** Exercise **
Please copy out every line in the entries that includes the word "buildDubboRequestName".

*** Source records ***

Issue #989, opened 2020-01-13
Support for monitoring the apache dubbo rpc framework  


CoderLan0668:
**Is your feature request related to a problem? Please describe.**
i decide to use elastic apm to mornitor our apps, but our apps use the apache dubbo framework。
So far, it's not support in apm-agent-java

**Describe the solution you'd like**
i need the apche dubbo framework support in the apm-agent-java

**Describe alternatives you've considered**
i want to know that is someone  adding this feature now? or what's the elastic official plan for the apache dubbo? because i reads this page: https://discuss.elastic.co/t/java-agent-how-to-manually-instrument-an-rpc-framework-which-is-not-already-supported/172730

**Additional context**
None

felixbarny:
Hi and thanks for your feature request. Dubbo is currently not on our roadmap. Are you interested in providing a PR for it?

CoderLan0668:
ok , i will make it @felixbarny

CoderLan0668:
I had provided a PR for the dubbo @felixbarny  #1052

SylvainJuge:
Closing as related PR has already been merged

Issue #689, opened 2019-06-24
Follow Up on: Support scheduled tasks #418


wolframhaussig:
**Is your feature request related to a problem? Please describe.**
APM Server: 6.8.0
APM agent: 1.7.0
In elastic/apm-agent-java#418 support for the @Scheduled Annotations was added to the agent to create transactions when a scheduled task is being run. As we needed more flexibility we did not use the @Scheduled annotations and used org.springframework.scheduling.quartz.QuartzJobBean:
```
public class MyJob extends QuartzJobBean {
   @Override
   protected void executeInternal(JobExecutionContext context) throws JobExecutionException {
      doJobWork();//<--Job is implemented here
   }
}
```
The configuration is done in the Spring XML config:
```
	<bean id="detailJob1" class="org.springframework.scheduling.quartz.JobDetailFactoryBean">		
  		<property name="jobClass" value="com.mycompany.MyJob "/>
  		<property name="name" value="Job1" />
	</bean>
	<bean id="triggerJob1" class="org.springframework.scheduling.quartz.SimpleTriggerFactoryBean">
	    <property name="jobDetail" ref="detailJob1"/>
		<property name="repeatInterval" value="60000"/>
		<property name="group" value="my-group-name" />
		<property name="startDelay" value="2500"/>
	</bean>
	<bean id="scheduler" class="rg.springframework.scheduling.quartz.SchedulerFactoryBean" lazy-init="false">
		<property name="startupDelay" value="30" />
	    <property name="triggers" >   
	        <list>	  
				<ref bean="triggerJob1"/>     
            </list>
	    </property> 
	</bean>
```
This seems to be not yet(1.7.0) supported.

**Describe the solution you'd like**
It would be great if you could recognise calls to classes implementing org.quartz.Job (org.springframework.scheduling.quartz.QuartzJobBean implements that) and create a Transaction for each call. The transaction name should be the combination of group name and job name which can be read using `context.getJobDetail().getKey().toString()`.

**Describe alternatives you've considered**
Currently, we are creating transactions using the public API.

eyalkoren:
@wolframhaussig would you be interested in implementing such a plugin yourself?

wolframhaussig:
@eyalkoren I can try :-) I have never done it before, where should I start and where can I find information how to do it?

eyalkoren:
That's great ❤️  ! We are here to assist!

[...]

PR #1052, opened 2020-02-26
add support for the Apache Dubbo

CoderLan0668:
elastic/apm-agent-java#689  What does this PR do?

add instrumentation for the apache dubbo

## Checklist

## Related issues
- Relates elastic/apm-agent-java#989


felixbarny:
Thanks so much for this PR! We have recently got quite a few contributions so it may take a bit more time. In the meantime, please sign the [CLA](https://www.elastic.co/contributor-agreement) and make sure the email you submit matches with your GitHub email.

Are you currently using these changes in your application? Is it already running in production?
Are there any areas you specifically want to have feedback on or are there areas you're not sure?

felixbarny:
Seems like GitHub is a bit confused and can't correctly attribute the commits to your user. That's probably also the reason why our CLA checker can't validate your commits. I suggest adding the email you're using in your gitconfig to GitHub. Go to https://github.com/settings/emails and add the mail you see in https://github.com/elastic/apm-agent-java/pull/1052.patch. You'll then have to re-sign the CLA with the same email address.

Alternatively, you can set your GitHub email address in your gitconfig, squash, rebase and force-push your commits.

CoderLan0668:
@felixbarny  thanks for your reply
1、not running in production
2、CLA check is ok

apm-agent-plugins/apm-dubbo-plugin/src/main/java/co/elastic/apm/agent/dubbo/helper/ApacheDubboAttachmentHelperImpl.java
```diff
@@ -0,0 +1,70 @@
...
+    @Override
+    public <S> void forEach(String headerName, Invocation invocation, S state, HeaderConsumer<String, S> consumer) {
+        String headerValueStr = doGetHeader(headerName, invocation);
+        if (headerValueStr == null) {
+            return;
+        }
+        String[] headerValues = headerValueStr.split(SEPARATOR);
+        for (String headerValue : headerValues) {
+            consumer.accept(headerValue, state);
+        }
```
felixbarny: It's fine if the protocol doesn't support multiple headers. The agent will only write a single value per header but supports reading multiple values if the protocol supports it.

```suggestion        
        consumer.accept(invocation.getAttachment(headerName), state);
```

apm-agent-plugins/apm-dubbo-plugin/src/main/java/co/elastic/apm/agent/dubbo/helper/ApacheDubboAttachmentHelperImpl.java
```diff
@@ -0,0 +1,70 @@
...
+    }
+
+    @Override
+    public void setHeader(String headerName, String headerValue, Invocation invocation) {
+        String oldHeader = getFirstHeader(headerName, invocation);
+        String newHeader = headerValue;
+        if (oldHeader != null) {
+            newHeader = oldHeader + SEPARATOR + headerValue;
+        }
+        doSetHeader(headerName, newHeader, invocation);
```
felixbarny:
```suggestion
        invocation.setAttachment(headerName, headerValue)
```

apm-agent-plugins/apm-dubbo-plugin/src/main/java/co/elastic/apm/agent/dubbo/advice/ApacheDubboFilterAdvice.java
```diff
@@ -0,0 +1,145 @@
...
+                                           @Advice.Local("apiClazz") Class<?> apiClazz,
+                                           @Advice.Local("transaction") Transaction transaction,
+                                           @Advice.Local("scope") Scope scope) {
+        RpcContext context = RpcContext.getContext();
+        String version = context.getUrl().getParameter("version");
+        Invoker<?> invoker = invocation.getInvoker();
+        apiClazz = invoker.getInterface();
+        DubboApiInfo dubboApiInfo = new DubboApiInfo(
+            apiClazz, invocation.getMethodName(),
+            invocation.getParameterTypes(), version);
```
felixbarny: Rather than allocating an object, just pass all the information as method parameters to the helper

apm-agent-plugins/apm-dubbo-plugin/src/main/java/co/elastic/apm/agent/dubbo/helper/DubboTraceHelper.java
```diff
@@ -0,0 +1,162 @@
...
+    private static String DUBBO_SUBTYPE = "dubbo";
+
+    public static final String PROVIDER_SERVICE_NAME_KEY = "elastic-apm-dubbo-provider";
+
+    public static void init(ElasticApmTracer tracer) {
+        DubboTraceHelper.tracer = tracer;
+    }
+
+    @VisibleForAdvice
+    public static String buildDubboRequestName(DubboApiInfo apiInfo) {
```
felixbarny: This allocates lots of objects on each invocation. In order to reduce allocations, could we go for a more simple span name to make it completely allocation free like this:

```java
span.appendToName(apiInfo.getApiClass().getName())
    .appendToName("#")
    .appendToName(apiInfo.getMethodName());
```

apm-agent-plugins/apm-dubbo-plugin/src/main/java/co/elastic/apm/agent/dubbo/helper/DubboTraceHelper.java
```diff
@@ -0,0 +1,162 @@
...
+    }
+
+    @VisibleForAdvice
+    public static void fillTransaction(Transaction transaction, DubboApiInfo dubboApiInfo) {
+        transaction.withName(buildDubboRequestName(dubboApiInfo));
+        transaction.withType("dubbo");
+        transaction.activate();
+    }
+
+    public static boolean isBizException(Class<?> interfaceClass, Class<?> exp) {
```
felixbarny: Could you explain what this exactly does? I fear that this is going to have too much runtime overhead.

apm-agent-plugins/apm-dubbo-plugin/src/main/java/co/elastic/apm/agent/dubbo/helper/DubboTraceHelper.java
```diff
@@ -0,0 +1,162 @@
...
+        CoreConfiguration coreConfig = tracer.getConfig(CoreConfiguration.class);
+        CoreConfiguration.EventType captureBody = coreConfig.getCaptureBody();
+        if (CoreConfiguration.EventType.OFF.equals(captureBody) ||
+            (CoreConfiguration.EventType.ERRORS.equals(captureBody) && !hasError)) {
+            return;
+        }
+
+        captureArgs(transaction, args);
+        if (t != null) {
+            transaction.addCustomContext("throw", t.toString());
```
felixbarny: Would `transaction.captureEception(t);` work?

apm-agent-plugins/apm-dubbo-plugin/src/main/java/co/elastic/apm/agent/dubbo/helper/DubboTraceHelper.java
```diff
@@ -0,0 +1,162 @@
...
+        } else {
+            transaction.addCustomContext("return", returnValue.toString());
```
felixbarny: Custom context is reserved for user-defined properties. Core agent plugins should not use them.

apm-agent-plugins/apm-dubbo-plugin/src/test/java/co/elastic/apm/agent/dubbo/AbstractDubboInstrumentationTest.java
```diff
@@ -0,0 +1,313 @@
...
+import org.junit.jupiter.api.BeforeAll;
+import org.junit.jupiter.api.BeforeEach;
+import org.junit.jupiter.api.Test;
+
+import java.util.List;
+
+import static org.assertj.core.api.Assertions.assertThat;
+import static org.mockito.Mockito.when;
+
+public abstract class AbstractDubboInstrumentationTest {
```
felixbarny: can this class extend `AbstractInstrumentationTest`?

apm-agent-plugins/apm-dubbo-plugin/src/main/java/co/elastic/apm/agent/dubbo/helper/ApacheDubboAttachmentHelperImpl.java
CoderLan0668: it doesn't support multiple headers, just simple KV pair.

apm-agent-plugins/apm-dubbo-plugin/src/main/java/co/elastic/apm/agent/dubbo/advice/ApacheDubboFilterAdvice.java
CoderLan0668: good for performance, ok

apm-agent-plugins/apm-dubbo-plugin/src/main/java/co/elastic/apm/agent/dubbo/helper/DubboTraceHelper.java
CoderLan0668: ok i will reduce the allocations

apm-agent-plugins/apm-dubbo-plugin/src/main/java/co/elastic/apm/agent/dubbo/helper/DubboTraceHelper.java
CoderLan0668: the best pratice by dubbo, we will throw some exception that we expected, we call it as the business exception, so we don't want to let these  exceptions to be shown as error in kibana.
 
one way is ignoring these exception by setting the CoreConfigurations, but it's inconvenient to settings the configuration for each application， because each application has their own business exceptions, so i decide to handle it dynamically.

for performance, one exception class will only be judged whether it's business exception once, and the agent will cache the result.

apm-agent-plugins/apm-dubbo-plugin/src/main/java/co/elastic/apm/agent/dubbo/helper/DubboTraceHelper.java
CoderLan0668: some business exceptions are not expected to be capture as an exception, in these case,  i want to capture their as a result, and store it in custom context

apm-agent-plugins/apm-dubbo-plugin/src/main/java/co/elastic/apm/agent/dubbo/helper/DubboTraceHelper.java
CoderLan0668: sometimes i want to capture the arguments and return object, including exception thrown, and show them in kibana, where should i store them in?

CoderLan0668:
> Does Dubbo support any kind of async request processing or support for streaming or messaging? Or does it just have blocking request/response semantics?


it supports async request processing, but it never be used as far as i know, but it's better to support the async request processing in the agent plugin, i will make it later.

CoderLan0668:
@felixbarny
feel good to receive your sugguestions!
I will improve the dubbo plugin later , according to your great suggestions.

apm-agent-plugins/apm-dubbo-plugin/src/main/java/co/elastic/apm/agent/dubbo/helper/ApacheDubboAttachmentHelperImpl.java
felixbarny: And that's fine. There's no need to emulate multi-valued headers via string concatenation.

apm-agent-plugins/apm-dubbo-plugin/src/main/java/co/elastic/apm/agent/dubbo/helper/DubboTraceHelper.java
felixbarny: You are already trying to capture business exceptions with custom attributes. I would still just capture a business exception just like a regular one. Then you can both see business exceptions and actual errors in the UI.

Could you make an example of when you would throw a business exception? Would one example be someone trying to order an item when there's no stock for that item? Like `NoToiletPaperException`?

I would argue that it's still interesting to monitor how many of these exceptions are thrown over time.

CoderLan0668: ok, You are right.

apm-agent-plugins/apm-dubbo-plugin/src/main/java/co/elastic/apm/agent/dubbo/helper/DubboTraceHelper.java
```diff
@@ -0,0 +1,166 @@
...
+
+        Destination.Service service = destination.getService();
+        service.withType(EXTERNAL_TYPE).withResource(DUBBO_SUBTYPE).withName(DUBBO_SUBTYPE);
+
+        return span.activate();
+    }
+
+    private static void fillName(AbstractSpan<?> span, Class<?> apiClass, String methodName,
+                                 Class<?>[] paramClasses, String version) {
+        span.appendToName(apiClass.getName())
```
felixbarny, line 84: Can we make the name just `"${simpleClassName}#${methodName}"`.

This would make it more consistent how we name transactions for other technologies like Spring MVC and JAS-RS

felixbarny: Use `java.lang.StringBuilder#append(java.lang.CharSequence, int, int)` instead of `Class#getSimpleClassName` for that.

apm-agent-plugins/apm-dubbo-plugin/src/main/java/co/elastic/apm/agent/dubbo/helper/DubboTraceHelper.java
felixbarny: Are you planning to remove the biz exception concept?

apm-agent-plugins/apm-dubbo-plugin/src/main/java/co/elastic/apm/agent/dubbo/helper/DubboTraceHelper.java
CoderLan0668: what about "${simpleClassName}#${methodName}(${parameters})", because ${parameters} is a unique part of dubbo API

CoderLan0668:
@felixbarny 

1、the name of span or transaction : use '#' to concat the class name and method name instead of '.',  as other instrumentations do, for example SpringMVC, but i keep the  full class name  with package and keep the parameters part  as well.  

2、`Class#getName` or `Class#getSimpleName` they will cache the return value in `Class` Object, it  costs little,. There's no need to use `java.lang.StringBuilder#append(java.lang.CharSequence, int, int)`  instead.

3、as the support for Async Processing has been done, it will be another work to separate them into two PR, it will take more time to separate the code and run test case and validate in application. So,  just one PR, ok?

4、Yes， I‘m planning to use the Dubbo instrumentation for a production application， as far as it‘s merged into release branch.

felixbarny:
> 1、the name of span or transaction : use '#' to concat the class name and method name instead of '.', as other instrumentations do, for example SpringMVC, but i keep the full class name with package and keep the parameters part as well.

I'd prefer it to be consistent with other instrumentation to use the simple class name without parameters. What you could do is to register a listener and override the default name.

> 2、Class#getName or Class#getSimpleName they will cache the return value in Class Object, it costs little,. There's no need to use java.lang.StringBuilder#append(java.lang.CharSequence, int, int) instead.

`Class#getSimpleName` initializes `java.lang.Class.ReflectionData` which performs lots of reflective lookups which may be expensive. The result is also cached in a `SoftReference` which means that depending on available memory and how often it's called, it may have to be re-computed.

> 3、as the support for Async Processing has been done, it will be another work to separate them into two PR, it will take more time to separate the code and run test case and validate in application. So, just one PR, ok?

Ok 👌

apm-agent-plugins/apm-dubbo-plugin/src/main/java/co/elastic/apm/agent/dubbo/helper/DubboTraceHelper.java
felixbarny: Would it be possible to register an interceptor that is custom to your application that adds the custom context?

CoderLan0668:
The span names have been adjusted to "${simpleClassName}#${methodName}" and  the invocation of `Class.getSimpleName` has been removed.

CoderLan0668:
@felixbarny  

Is the PR in processing? what can i do to speed up the progress?

felixbarny:
Thanks for the ping. I went over the PR comments again and resolved the ones already addressed. Could you go over the unresolved comments again? We cannot merge this if `custom` is used. See also https://github.com/elastic/apm/blob/master/docs/agents/new-fields.md for more context.

apm-agent-plugins/apm-dubbo-plugin/src/main/java/co/elastic/apm/agent/dubbo/helper/DubboTraceHelper.java
CoderLan0668: Like `capture_body` for http request, it is quite common to capture something for dubbo request，for example, the params, the data was return or the exception thrown.

The difference is the dubbo agent store these data into the `custom context`. 

Is it proper to store these data into `SpanContext` or `TransactionContext`, like http?

felixbarny: There's currently no proper field for that. I agree that could be useful to store parameters and return values but it's not Dubbo specific. I also applies to gRPC, for example.
So I suggest leaving this out in this PR and open a follow-up discussion in https://github.com/elastic/apm instead, according to the guidelines in https://github.com/elastic/apm/blob/master/docs/agents/new-fields.md. This makes sure we align across agents and that the proposal is not Dubbo or Java specific.

> or the exception thrown.

We capture the transaction via `transaction.captureException` now, right?

CoderLan0668: ok， i will remove this out of this PR

CoderLan0668: It has been removed now.

felixbarny:
I've added some suggestions in https://github.com/CoderLan0668/apm-agent-java/pull/1

CoderLan0668:
@felixbarny  merged

docs/supported-technologies.asciidoc
```diff
@@ -262,6 +262,11 @@ The spans are named after the schema `<method> <host>`, for example `GET elastic
 |
 | 1.7.0
 
+|Apache Dubbo
+| 2.7.3 and upper,  2.6.x
```
felixbarny, line 266: Why exactly 2.7.3? Does it not work with 2.7.{0,1,2}? What happens when the agent is used with versions lower than 2.6.0? Does it break, does it work? Should we try to avoid instrumenting those versions?

felixbarny: > Why exactly 2.7.3? Does it not work with 2.7.{0,1,2}?

That's because the method `org.apache.dubbo.rpc.Result#whenCompleteWithContext` was not available previously. This means instrumenting a Dubbo 2.7.2 application would print lots of errors.

CoderLan0668: The agent will not work with dubbo 2.7.{0,1,2}, since 2.7.3, dubbo provides a better async callback like  `AsyncRpcResult.whenCompleteWithContext`, the most importance is the 2.7.{0,1,2}   are not recommended in production by dubbo official， so the agent do not compatible with 2.7.{0,1,2}。

the agent may be work with versions lower than 2.6.0, but they have not been well tested.

felixbarny: Thanks, I have tested with 2.5.x and it works. I've also ensured not to instrument unsupported versions. I think we are really close now! 🙂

***

** Solution to this task **
+    public static String buildDubboRequestName(DubboApiInfo apiInfo) {
+        transaction.withName(buildDubboRequestName(dubboApiInfo));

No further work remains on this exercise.